HDU 2222 Keywords Search （AC自动机模板题）

Keywords Search Time Limit: 2000/1000 MS (Java/Others)    Memory Limit: 131072/131072 K (Java/Others) Total Submission(s): 64736    Accepted Submission(s): 21585 Problem Description In the modern time, Search engine came into the life of everybody like Google, Baidu, etc. Wiskey also wants to bring this feature to his image retrieval system. Every image have a long description, when users type some keywords to find the image, the system will match the keywords with description of image and show the image which the most keywords be matched. To simplify the problem, giving you a description of image, and some keywords, you should tell me how many keywords will be match.   Input First line will contain one integer means how many cases will follow by. Each case will contain two integers N means the number of keywords and N keywords follow. (N <= 10000) Each keyword will only contains characters 'a'-'z', and the length will be not longer than 50. The last line is the description, and the length will be not longer than 1000000.   Output Print how many keywords are contained in the description.   Sample Input 1 5 she he say shr her yasherhs   Sample Output 3   Author Wiskey   Recommend lcy

题意：给出n个串，然后给一篇文章，问这n个串有多少个在文章里面出现过。
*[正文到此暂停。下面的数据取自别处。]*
PR #3028, opened 2023-08-01
Themes: Add test theme to check preview workflow

qwerty541:


rickstaa (approved):

rickstaa:
Were these themes generated using Co-Pilot 🤔? I like the calm_pink. They look different enough from the current themes. The only close relative is the `slateorange` and `holi`.

qwerty541 (commented):
> Were these themes generated using Co-Pilot thinking? I like the calm_pink. They look different enough from the current themes. The only close relative is the `slateorange` and `holi`.

@rickstaa Yes, you are right, this themes were generated using GitHub Copilot. I needed them to test if preview workflow works, but than i noticed that they looks nice and different from others, so i decided to keep this PR open.

rickstaa:
> > Were these themes generated using Co-Pilot thinking? I like the calm_pink. They look different enough from the current themes. The only close relative is the `slateorange` and `holi`.
> 
> @rickstaa Yes, you are right, this themes were generated using GitHub Copilot. I needed them to test if preview workflow works, but than i noticed that they looks nice and different from others, so i decided to keep this PR open.

Cool. Nice little experiment. Feel free to merge this pr if you want 👍.

PR #3042, opened 2023-08-05
Refactor: Top langs card: Resolve type error with hide_border variable

qwerty541:


qwerty541 (commented):
@rickstaa I see that you have doubts about the merging of this pull request, so I will try to explain the motivation for these changes. `hide_border` query option for top languages card is optional, so type of this variable is `boolean | undefined`. `setHideBorder()` function requires argument type `boolean`, so passing an argument with `boolean | undefined` type cause an error. To resolve this error i check if `hide_border` variable is defined before pass it inside `setHideBorder()` function.

rickstaa:
> @rickstaa I see that you have doubts about the merging of this pull request, so I will try to explain the motivation for these changes. `hide_border` query option for top languages card is optional, so type of this variable is `boolean | undefined`. `setHideBorder()` function requires argument type `boolean`, so passing an argument with `boolean | undefined` type cause an error. To resolve this error i check if `hide_border` variable is defined before pass it inside `setHideBorder()` function.

Ha, thanks for the explanation that makes the pull request a no-brainer 👍🏻. I understand the change but didn't yet find the time to review it. I just approved and merged it.

rickstaa (approved):

PR #3048, opened 2023-08-07
catppuccin-mocha theme added

wizsk:
It is a popular theme but it wasn't added here so I added it.


anuraghazra:
Already added in #2376

PR #3126, opened 2023-08-22
Top langs card: Remove unreachable code from fetcher and increase tests coverage

qwerty541:
There is two error handlers inside `fetchTopLanguages` function. Having error handler on strings 78-81 makes unreachable the next more advanced error handler on strings 84-102.


rickstaa (approved):

rickstaa:
good catch!

PR #3137, opened 2023-08-24
Enable curly eslint rule

qwerty541:
This pull request enables `curly` eslint rule.

https://eslint.org/docs/latest/rules/curly


rickstaa:
@qwerty541 although I'm okay with adding this rule since I use it myself, the choice to add this can be opinionated. I therefore asked @anuraghazra also to review this.

rickstaa (approved):

rickstaa:
I think we can safely add this when conflicts are resolved. Appart from your recent commit, the codebase doesn't contain code that violates this rule 👍🏻.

。。

trick：n个串可能有相同的，需按照不同串处理。

#include <iostream>
#include <cstdio>
#include <cstring>
#include <algorithm>
#include <queue>
using namespace std;
const int maxn = 1e6 + 7;
const int maxnode = 50*10010;
int n;
char s1[60], s2[maxn];
struct node
{
    int ch[maxnode][26], cnt[maxnode], fail[maxnode], last[maxnode], id, road[maxnode]; // 路径压缩优化， 针对模式串出线的种类
    void init()
    {
        memset(ch[0], 0, sizeof(ch[0]));
        id = 1;
    }
    void Insert(char *s)
    {
        int rt = 0;
        int len = strlen(s);
        for(int i = 0; i < len; i++)
        {
            if(!ch[rt][s[i]-'a'])
            {
                memset(ch[id], 0, sizeof(ch[id]));
                cnt[id] = 0;
                ch[rt][s[i]-'a'] = id++;
            }
            road[ch[rt][s[i]-'a']] = 1;
            rt = ch[rt][s[i]-'a'];
        }
        cnt[rt]++;
    }
    void get_fail()
    {
        queue<int> q;
        fail[0] = 0;
        int rt = 0;
        for(int i = 0; i < 26; i++)
        {
            rt = ch[0][i];
            if(rt)
            {
                q.push(rt);
                fail[rt] = 0;
                last[rt] = 0;
            }
        }
        while(!q.empty())
        {
            int r = q.front();
            q.pop();
            for(int i = 0; i < 26; i++)
            {
                rt = ch[r][i];
                if(!rt)
                {
                    ch[r][i] = ch[fail[r]][i];
                    continue;
                }
                q.push(rt);
                int to = fail[r];
                while(to && !ch[to][i])
                    to = fail[to];
                fail[rt] = ch[to][i];
                last[rt] = cnt[fail[rt]] ? fail[rt] : last[fail[rt]];
            }
        }
    }
    int Find(char *s)
    {
        int rt = 0, res = 0;
        int len = strlen(s);
        for(int i = 0; i < len; i++)
        {
            rt = ch[rt][s[i]-'a'];
            int temp = 0;
            if(cnt[rt])
                temp = rt;
            else if(last[rt])
                temp = last[rt];
            while(temp)
            {
                res += cnt[temp];
                cnt[temp] = 0;
                temp = last[temp];
            }
        }
        return res;
    }
}ac_auto;
int main()
{
    int t;
    cin >> t;
    while(t--)
    {
        scanf("%d", &n);
        ac_auto.init();
        for(int i = 1; i <= n; i++)
        {
            scanf("%s", s1);
            ac_auto.Insert(s1);
        }
        ac_auto.get_fail();
        scanf("%s", s2);
        printf("%d\n", ac_auto.Find(s2));
    }
    return 0;
}